The Orthodox Church observes the Julian calendar instead of the Gregorian calendar, which is used by Catholics, Protestants, and most people in the modern world. The Julian calendar holidays are 13 days later than holidays on the Gregorian calendar.

But to begin with, only Catholic countries adopted the changes and Orthodox Christian countries remained on the Julian calendar. Over time, those countries adopted the Gregorian calendar for secular use but the Orthodox churches continued to base their liturgical calendar on the Julian timetable.

In 1923 a revised version of the Julian calendar was introduced bringing Christmas Day in line with the Gregorian calendar, but it was only adopted by some of the Orthodox Christian countries including Greece, Cyprus, and Romania.

Russia, Ukraine, Serbia, Belarus, Egypt, Ethiopia, Georgia, Kazakhstan, Macedonia, Moldova, and Montenegro continue to celebrate Christmas on January 7 and New Year on January 14.

What Do People Do?

The holiday is celebrated with family.

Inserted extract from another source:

PR #143, opened 2024-07-18
binding: typechecks

### LINKED ISSUE #142: binding: implement typechecks logic
Cpp-driver performs typechecks during binding. To be more precise, it performs typechecks when user executes:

In the evening, children and adults launch fireworks, participate in music and other contests and visit friends and family. Some churches hold Orthodox New Year events: prayers, special ceremonies. At midnight, prayer services will be served at Orthodox temples for a successful and blessed New Year.

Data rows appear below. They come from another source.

PR #146, opened 2024-07-30
types: implement API functions for decimal type

muzarski:
This PR implements following set of API functions related to `decimal/varint` types:

- cass_statement_bind_decimal_*
- cass_user_type_set_decimal_*
- cass_tuple_set_decimal
- cass_value_get_decimal
- cass_value_is_decimal
- cass_collection_append_decimal

The other way (I think it's preferred, looking at the integration tests) to bind `varint` values is treating them as bytes (i.e. cass_statement_bind_bytes). The only thing that is missing is to implement `cass_value_get_bytes`'s support for varint type. This PR does that as well. Thanks to this, we can enable both decimal and varint integration test cases.

## Pre-review checklist

### DIFF
--- a/scylla-rust-wrapper/src/binding.rs
+++ b/scylla-rust-wrapper/src/binding.rs
@@ -136,9 +136,8 @@ macro_rules! make_appender {
     }
 }
 
-// TODO: Types for which binding is not implemented yet:
+// Types for which binding is not implemented:
 // custom - Not implemented in Rust driver
-// decimal
 
 macro_rules! invoke_binder_maker_macro_with_type {
     (null, $macro_name:ident, $this:ty, $consume_v:expr, $fn:ident) => {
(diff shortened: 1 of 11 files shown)


scylla-rust-wrapper/src/value.rs
```diff
@@ -191,6 +196,15 @@ fn_serialize_via_writer!(serialize_inet, IpAddr, |me, writer| {
...
 });
+fn_serialize_via_writer!(serialize_decimal, CqlDecimal, |me, writer| {
+    let mut builder = writer.into_value_builder();
+    let (bytes, scale) = me.as_signed_be_bytes_slice_and_exponent();
+    builder.append_bytes(&scale.to_be_bytes());
+    builder.append_bytes(bytes);
+    builder
+        .finish()
+        .map_err(|_| mk_ser_err::<CqlDecimal>(BuiltinSerializationErrorKind::SizeOverflow))?
+});
```
Lorak-mmk: Is this PR up to date? AFAIK there is no longer need for that, now we use existing `SerializeValue` impls.

muzarski: Now it is. I rebased on master

Lorak-mmk (approved):

muzarski:
Rebased on master

Lorak-mmk (approved):

scylla-rust-wrapper/src/binding.rs
```diff
@@ -291,6 +290,19 @@ macro_rules! invoke_binder_maker_macro_with_type {
...
     };
+    (decimal, $macro_name:ident, $this:ty, $consume_v:expr, $fn:ident) => {
+        $macro_name!(
+            $this,
+            $consume_v,
+            $fn,
+            |v, v_size, scale| {
+                use scylla::frame::value::CqlDecimal;
+                let varint_vec = std::slice::from_raw_parts(v, v_size as usize).to_vec();
+                Ok(Some(Decimal(CqlDecimal::from_signed_be_bytes_and_exponent(varint_vec, scale))))
```
wprzytula: Nit: `from_signed_be_bytes_slice_and_exponent` constructor is preferred, as it accepts a slice and creates a vec internally.

wprzytula (approved):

They celebrate the “Old New Year” by gathering together with family and friends, eating some delicious food, and dancing to some popular music.

Orthodox New Year Messages and Wishes

Orthodox New Year is an opportunity date to re-wish. For that, people can wish about the new year to friends, family members, and other focusing people. Orthodox New Year is more important for Christians who follow the Julian Calendar than the Gregorian as the religious issues. The day is important to get rid of religion.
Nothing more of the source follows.